Wisconsin Freedom of Information Council has called on state lawmakers to end their exemption from records retention rules. While the law gives state lawmakers the ability to delete public records at will, other government agencies are required to keep those same records for set periods of time.
"Is it a double standard?" FOX6 investigator Amanda St. Hilaire asked State Senator Chris Larson (D-Milwaukee).
"Yeah, absolutely," Larson said. "There are some who take advantage of that and get rid of whatever records they can so they're not actually having to report to the public."
"This is an invitation to corruption or corrupt practices if you don't know who is trying to influence your lawmaker," Larson added.
Larson is one of the lawmakers who responded to FOX6 Investigators' open records request for public calendars and emails. Like his colleagues in the Senate and Assembly, there is no way for FOX6 Investigators to independently verify that Larson's office did not selectively delete any records.
Larson says that's a problem.
He introduced a bill in 2011 with now-former Senators Holperin and Cullen designed to take away state lawmakers' special exception, forcing them to keep records and turn them over to a neutral party for storage.
"What happened to the legislation?" St. Hilaire asked.

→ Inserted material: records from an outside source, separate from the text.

PR #466, opened 2019-03-27
GEODE-6567: Fix GCC 8 warnings.

vaijira:
Fix GCC 8 warnings.

### DIFF
--- a/cppcache/integration-test/ThinClientPutAll.hpp
+++ b/cppcache/integration-test/ThinClientPutAll.hpp
@@ -401,7 +401,7 @@ DUNIT_TASK_DEFINITION(CLIENT1, StepThree)
           PdxTests::Address::createDeserializable);
       serializationRegistry->addPdxSerializableType(
           PdxTests::PdxTypes3::createDeserializable);
-    } catch (Exception &e) {
+    } catch (Exception&) {
       LOG("Got expected Exception for Serialization, already registered");
     }
     // the client1 will register k0 and k1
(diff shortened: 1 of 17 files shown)


cppcache/integration-test/ThinClientTransactions.hpp
```diff
@@ -632,7 +632,7 @@ DUNIT_TASK_DEFINITION(CLIENT1, SuspendResumeCommit)
     bool resumeExc = false;
     try {
       txManager->resume(m_suspendedTransaction);
-    } catch (const IllegalStateException) {
+    } catch (const IllegalStateException &e) {
```
pdxcodemonkey: Haven't verified yet, but I'm fairly certain naming the variable here will generate a new warning on Clang.  I believe adding the '&' but leaving it anonymous works.

cppcache/integration-test/ThinClientPutAll.hpp
```diff
@@ -401,7 +401,7 @@ DUNIT_TASK_DEFINITION(CLIENT1, StepThree)
           PdxTests::Address::createDeserializable);
       serializationRegistry->addPdxSerializableType(
           PdxTests::PdxTypes3::createDeserializable);
-    } catch (Exception e) {
+    } catch (Exception &e) {
```
pivotal-jbarrett: Style guide says justify the `&` consistent with the rest of the file. In this case it should be next to the type and not the variable.

cppcache/integration-test/ThinClientTransactions.hpp
pdxcodemonkey: Can confirm, this breaks our clang build with an error "unused exception parameter 'e'".  Please leave these anonymous wherever they're not used.

PR #472, opened 2019-04-09
GEODE-6624: Fix nested exception in geode-native causing SIGABRT

pdxcodemonkey:

We were hitting a nested exception, which caused a SIGABRT in the client.  Now we catch the second exception, and clear the first out of the "pending" location, so it doesn't get thrown from within a catch block and blow us up.


pdxcodemonkey:
Actually, gonna close this for a while until I can add a repro test case.

PR #474, opened 2019-04-11
GEODE-6635: Native Client API docs: Use a 3-part version header

davebarnes97:
Sets the header on API doc pages to the 3-part version number, based on the PRODUCT_VERSION specified at build time. If PRODUCT_VERSION has less than 3 components, adds "0" elements to fill out the string.
Old behavior was a 2-part version number, or an empty string if only one component was specified.
Updated BUILDING.md to clarify the option of defining PRODUCT_VERSION on the cmake config command line, and to fix a typo.


igodwin:
Verified building on supported platforms, using CI.

PR #477, opened 2019-04-15
GEODE-6576: Improvements in cleanStaleConnections method

mivanac:
Improvements in cleanStaleConnections method:
- introduce phasing
- return connections to pool as soon as possible

### DIFF
--- a/cppcache/src/ThinClientPoolDM.cpp
+++ b/cppcache/src/ThinClientPoolDM.cpp
@@ -18,6 +18,7 @@
 #include "ThinClientPoolDM.hpp"
 
 #include <algorithm>
+#include <thread>
 
 #include <ace/INET_Addr.h>
 
@@ -430,6 +431,14 @@ void ThinClientPoolDM::cleanStaleConnections(std::atomic<bool>& isRunning) {
     size_t replaceCount =
         m_attrs->getMinConnections() - static_cast<int>(savelist.size());
 
+    LOGDEBUG("Preserving %d connections", savelist.size());
+
+    for (auto savedconn : savelist) {
+      put(savedconn, false);
+    }
+    savelist.clear();
+    int count = 0;
+
     for (std::vector<TcrConnection*>::const_iterator iter = replacelist.begin();
          iter != replacelist.end(); ++iter) {
       TcrConnection* conn = *iter;
@@ -451,7 +460,7 @@ void ThinClientPoolDM::cleanStaleConnections(std::atomic<bool>& isRunning) {
           if (nextIdle > std::chrono::seconds::zero() && nextIdle < _nextIdle) {
             _nextIdle = nextIdle;
           }
-          savelist.push_back(newConn);
+          put(newConn, false);
           if (newConn != conn) {
             GF_SAFE_DELETE_CON(conn);
             removeEPConnections(1, false);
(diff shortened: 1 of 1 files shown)


cppcache/src/ThinClientPoolDM.cpp
```diff
@@ -430,6 +431,15 @@ void ThinClientPoolDM::cleanStaleConnections(std::atomic<bool>& isRunning) {
     size_t replaceCount =
         m_attrs->getMinConnections() - static_cast<int>(savelist.size());
 
+    LOGDEBUG("Preserving %d connections", savelist.size());
+
+    for (std::vector<TcrConnection*>::const_iterator iter = savelist.begin();
```
pdxcodemonkey: Please use a range-based for loop here

cppcache/src/ThinClientPoolDM.cpp
```diff
@@ -474,20 +484,19 @@ void ThinClientPoolDM::cleanStaleConnections(std::atomic<bool>& isRunning) {
...
             }
-            savelist.push_back(conn);
+            put(conn, false);
           }
         }
       }
       replaceCount--;
+      count++;
+      if (count % 40 == 0) {
+        std::this_thread::sleep_for(std::chrono::milliseconds(10));
```
pdxcodemonkey: This looks like debug code(?!), please remove

mivanac: This is  part of solution for this issue. Main problem in this issue is that this thread takes over processor for long period (if we have many connections), and due to that we have latency in request processing. So idea is every 40 cycles to give chance to other threads(this is what we tested). Maybe we can try with sleep 1ms every 10 cycles, or use of yield.

echobravopapa: a couple things:  has a test been created to drive out this issue so it can be seen to be fixed; second, it would be nice to find an alternative to sleeping the thread

mivanac:
As I described in ticket, this issue is reported with real environment, and with simulation we did not get realistic data. So this is why I think, that it is difficult to write TC for this issue. Steps to reproduce on real environment are:
-increase number of min and max connections to 400
-run get operation, and meassure time response
At LoadConditioningInterval you will see increase in time reponse.

With yield we did not get good results (same as without any solution), but with sleep of 1ms every 10 cycles, we got even better.

mivanac:
This fault can be reproduced with geode-native-examples - putgetremove. For reproduction test:
- set min and max connections to 800.
- set LoadConditioningInterval to 60 secs
- run continues get operation, and measure duration of get operation.
  Every 60 seconds you will see peaks with time duration over 100ms.
And this is the problem.

cppcache/src/ThinClientPoolDM.cpp
```diff
@@ -474,20 +483,19 @@ void ThinClientPoolDM::cleanStaleConnections(std::atomic<bool>& isRunning) {
                 nextIdle < _nextIdle) {
               _nextIdle = nextIdle;
             }
-            savelist.push_back(conn);
+            put(conn, false);
           }
         }
       }
       replaceCount--;
+      count++;
```
pivotal-jbarrett: I'd be more comfortable with `std::this_thread::yield` every time through this loop. Let the scheduler decide if and when there are free cycles to run this task hot or not. Remove the counter and mod condition.

mivanac: Testing of solution alternatives is ongoing. Ticket will be updated with test results.

mivanac: After testing of yield solution, it is observed that delays are same as without solution, which is not acceptable. Delays are in range of 1 - 2 seconds per get at some peeks.
When tested solution with "sleep", max delays are cca. 150 ms.

pivotal-jbarrett: Odd... Ok.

"Yeah, nothing," Larson laughed. "It died. We never got so much as a hearing to be able
to explain why this was an important decision."
FOX6 Investigators called and emailed current and former state lawmakers, trying to find someone who would make an argument for why the legislature may need to delete the same records others, including the Governor's Office, are required to keep. No one would talk.
FOX6 Investigators also emailed the executive staff assistant to PSC Commissioner Rich Zipperer, a former state senator who was chair of the committee Larson's bill was sent to before it died. Zipperer's office never responded.
"There's a sense that power is not going to voluntarily concede power, right?" Larson said. "It's going to be the public that demands that power is conceded back to the public."
Larson says he routinely receives messages encouraging him to delete public records to save space. He argues that advancements in technology have made storage a non-issue. For example, a report from LexisNexis says most flash drives can hold more than 100,000 pages of email per gigabyte, or more than 1.6 million emails on a 16GB thumb drive.
"I think the more that the door is kicked open, the more sunshine comes in, the more those bad things don't happen and the more public officials act in the public interest," Larson added.